WORK REQUEST — Extract all lines in the data that contain the word "number".

Dataset entries —
Segment Open

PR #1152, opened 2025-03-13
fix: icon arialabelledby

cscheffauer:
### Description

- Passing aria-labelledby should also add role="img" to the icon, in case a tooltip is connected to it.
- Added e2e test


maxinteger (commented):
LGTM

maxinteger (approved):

Segment Closed
Segment Open

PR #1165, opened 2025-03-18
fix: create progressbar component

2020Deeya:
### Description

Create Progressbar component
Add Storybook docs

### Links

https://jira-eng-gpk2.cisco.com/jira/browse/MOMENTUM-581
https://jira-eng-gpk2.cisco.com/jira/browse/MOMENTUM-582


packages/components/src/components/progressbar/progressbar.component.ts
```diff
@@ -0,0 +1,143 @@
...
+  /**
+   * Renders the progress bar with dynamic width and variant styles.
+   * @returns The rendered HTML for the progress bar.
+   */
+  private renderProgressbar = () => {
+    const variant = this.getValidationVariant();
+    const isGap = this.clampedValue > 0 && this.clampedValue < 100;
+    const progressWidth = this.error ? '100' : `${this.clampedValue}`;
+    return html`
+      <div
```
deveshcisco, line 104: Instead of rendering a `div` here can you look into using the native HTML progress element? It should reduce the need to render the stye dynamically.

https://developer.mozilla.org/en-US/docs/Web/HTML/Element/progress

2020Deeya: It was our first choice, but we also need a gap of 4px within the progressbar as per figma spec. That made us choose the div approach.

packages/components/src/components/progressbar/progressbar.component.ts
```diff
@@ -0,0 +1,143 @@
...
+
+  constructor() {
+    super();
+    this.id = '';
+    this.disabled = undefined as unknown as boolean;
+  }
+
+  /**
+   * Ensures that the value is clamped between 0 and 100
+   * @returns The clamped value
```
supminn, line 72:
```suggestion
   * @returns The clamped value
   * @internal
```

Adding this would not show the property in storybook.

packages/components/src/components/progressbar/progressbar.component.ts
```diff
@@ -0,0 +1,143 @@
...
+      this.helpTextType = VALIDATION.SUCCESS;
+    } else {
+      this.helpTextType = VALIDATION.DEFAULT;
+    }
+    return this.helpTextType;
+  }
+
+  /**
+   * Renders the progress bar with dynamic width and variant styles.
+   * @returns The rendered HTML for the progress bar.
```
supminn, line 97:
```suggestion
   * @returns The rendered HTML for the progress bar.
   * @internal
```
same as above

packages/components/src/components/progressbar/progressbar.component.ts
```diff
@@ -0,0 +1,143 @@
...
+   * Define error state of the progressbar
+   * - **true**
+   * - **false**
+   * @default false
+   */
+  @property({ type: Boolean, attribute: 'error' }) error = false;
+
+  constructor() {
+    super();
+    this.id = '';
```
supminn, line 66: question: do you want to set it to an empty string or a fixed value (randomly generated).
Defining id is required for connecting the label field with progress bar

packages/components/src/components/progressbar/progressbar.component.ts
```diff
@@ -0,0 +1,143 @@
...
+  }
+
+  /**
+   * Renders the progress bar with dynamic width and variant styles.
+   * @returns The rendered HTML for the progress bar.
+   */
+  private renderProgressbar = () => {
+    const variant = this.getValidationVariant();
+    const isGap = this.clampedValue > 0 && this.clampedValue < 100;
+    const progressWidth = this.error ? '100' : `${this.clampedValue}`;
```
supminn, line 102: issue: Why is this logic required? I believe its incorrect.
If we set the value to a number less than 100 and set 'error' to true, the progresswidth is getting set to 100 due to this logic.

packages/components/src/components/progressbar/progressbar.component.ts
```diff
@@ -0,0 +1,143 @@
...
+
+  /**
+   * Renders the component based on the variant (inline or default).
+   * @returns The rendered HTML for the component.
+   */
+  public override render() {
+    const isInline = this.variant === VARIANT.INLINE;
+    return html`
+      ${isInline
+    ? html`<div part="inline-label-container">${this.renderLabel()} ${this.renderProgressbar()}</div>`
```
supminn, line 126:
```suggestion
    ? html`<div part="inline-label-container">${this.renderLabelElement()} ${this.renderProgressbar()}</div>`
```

Segment Closed
Segment Open

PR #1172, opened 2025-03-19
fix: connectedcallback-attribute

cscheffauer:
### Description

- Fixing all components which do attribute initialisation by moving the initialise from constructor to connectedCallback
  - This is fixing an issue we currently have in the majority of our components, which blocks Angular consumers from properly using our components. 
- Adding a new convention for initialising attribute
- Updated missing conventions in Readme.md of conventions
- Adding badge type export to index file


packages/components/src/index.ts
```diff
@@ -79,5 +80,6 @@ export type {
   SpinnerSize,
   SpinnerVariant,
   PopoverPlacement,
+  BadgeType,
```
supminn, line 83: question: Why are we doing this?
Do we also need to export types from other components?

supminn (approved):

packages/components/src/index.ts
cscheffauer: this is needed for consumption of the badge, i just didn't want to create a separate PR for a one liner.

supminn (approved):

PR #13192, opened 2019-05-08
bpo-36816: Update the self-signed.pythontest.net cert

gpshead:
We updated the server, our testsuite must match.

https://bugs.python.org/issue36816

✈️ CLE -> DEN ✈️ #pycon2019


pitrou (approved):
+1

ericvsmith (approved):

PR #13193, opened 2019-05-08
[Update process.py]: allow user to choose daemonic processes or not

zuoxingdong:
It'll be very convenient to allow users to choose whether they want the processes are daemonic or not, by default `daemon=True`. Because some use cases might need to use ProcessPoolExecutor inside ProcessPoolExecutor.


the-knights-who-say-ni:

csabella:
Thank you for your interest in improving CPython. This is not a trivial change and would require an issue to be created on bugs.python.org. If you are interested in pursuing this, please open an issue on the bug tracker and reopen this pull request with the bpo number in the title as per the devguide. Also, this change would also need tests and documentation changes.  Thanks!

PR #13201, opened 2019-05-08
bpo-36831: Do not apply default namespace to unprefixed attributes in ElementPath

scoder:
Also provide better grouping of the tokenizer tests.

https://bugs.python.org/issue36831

Segment Closed

RESPONSE BOX —
If we set the value to a number less than 100 and set 'error' to true, the progresswidth is getting set to 100 due to this logic.
Thank you for your interest in improving CPython. This is not a trivial change and would require an issue to be created on bugs.python.org. If you are interested in pursuing this, please open an issue on the bug tracker and reopen this pull request with the bpo number in the title as per the devguide. Also, this change would also need tests and documentation changes.  Thanks!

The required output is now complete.